The rear compartment is offered in various configurations, with anywhere from two to five seats. My cab had a pair of airline-style recliners separated by a deep center console for ultimate comfort. No, this really isn’t your typical taxi. Luke says VIP Class customers invariably have a chauffeur, but I can’t resist jumping into the driver’s seat first. Built by the Geely-owned London Electric Vehicle Company (LEVC), the taxi features a dashboard and controls—including its large, portrait-style touchscreen—that will feel familiar to anyone who has driven a modern Volvo. There’s a Perspex screen behind your head, but you can talk to your passengers via the intercom.
Beneath the glitz and garnish, the Clive Sutton cab features a power train that comprises a 1.5-liter, three-cylinder engine paired with a 110 kw electric motor. (“This car isn’t about performance,” says Luke.) The engine acts solely as a generator, kicking in once the 80 miles of range from the 31 kwh battery has run out. For city use, most of your miles will be in smooth, electric silence.
To gain their license, London taxi drivers must take a test known as “the Knowledge”, which covers 25,000 of the city’s streets, plus the locations of theaters and other landmarks, and typically takes three years to pass. Without such thorough groundwork, I’m simply following my nose, and am soon lost in the labyrinth of one-way streets around Camden.
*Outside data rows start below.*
PR #5123, opened 2022-11-14
Release 5.0.2.

shendy-a8c:
Release 5.0.2.


leonardola (dismissed):
don't we need to change the versions in the packages.json and woocommerce-payments.php files ?

leonardola (approved):
Apparently we don't need to manually update versions in the packages.json and woocommerce-payments.php files anymore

Thankfully, the vehicle is easy to drive, with light steering, excellent visibility, a well-cushioned ride, and plenty of instant electric torque. It also has the tightest turning circle this side of a scooter: just 25 feet. Where any normal car would need a three-point turn (down yet another dead-end Camden side street, for instance), the taxi simply spins around and goes. It’s a stress-free way to navigate around the London maze.
Still, the VIP Class taxi is meant to be experienced from the back, so I swap seats and let a member of Luke’s team take the wheel. What’s immediately apparent is how spacious the rear compartment feels; the requirement to accommodate a passenger in a wheelchair results in more headroom than any SUV. And this particular two-seat setup affords legroom that feels on par with a stretched limousine.
The taxi’s lofty ride height means you look down upon other traffic, while its panoramic sunroof offers a great view of the city’s skyscrapers—particularly with the electric seat fully reclined. My driver hasn’t taken the Knowledge test and the VIP Class taxi isn’t officially licensed by Transport for London, so we can’t use the bus lanes like other black cabs. Of course, that means sitting in traffic, but I’m in no rush. Stretched out on heated, pillowy leather, sealed off from the ceaseless buzz outside, I wonder whether it’s acceptable to have a snooze.
Forty minutes and one power nap later, we’re back at Clive Sutton’s headquarters. Luke gives me a sneak peek at the new augmented-reality configurator (launching soon), which allows buyers to visualize their dream taxi. Each car is built to order, so you can choose any paint color you like, but every customer so far has opted for black—and quite right, too. After all, nobody looks twice at a black cab.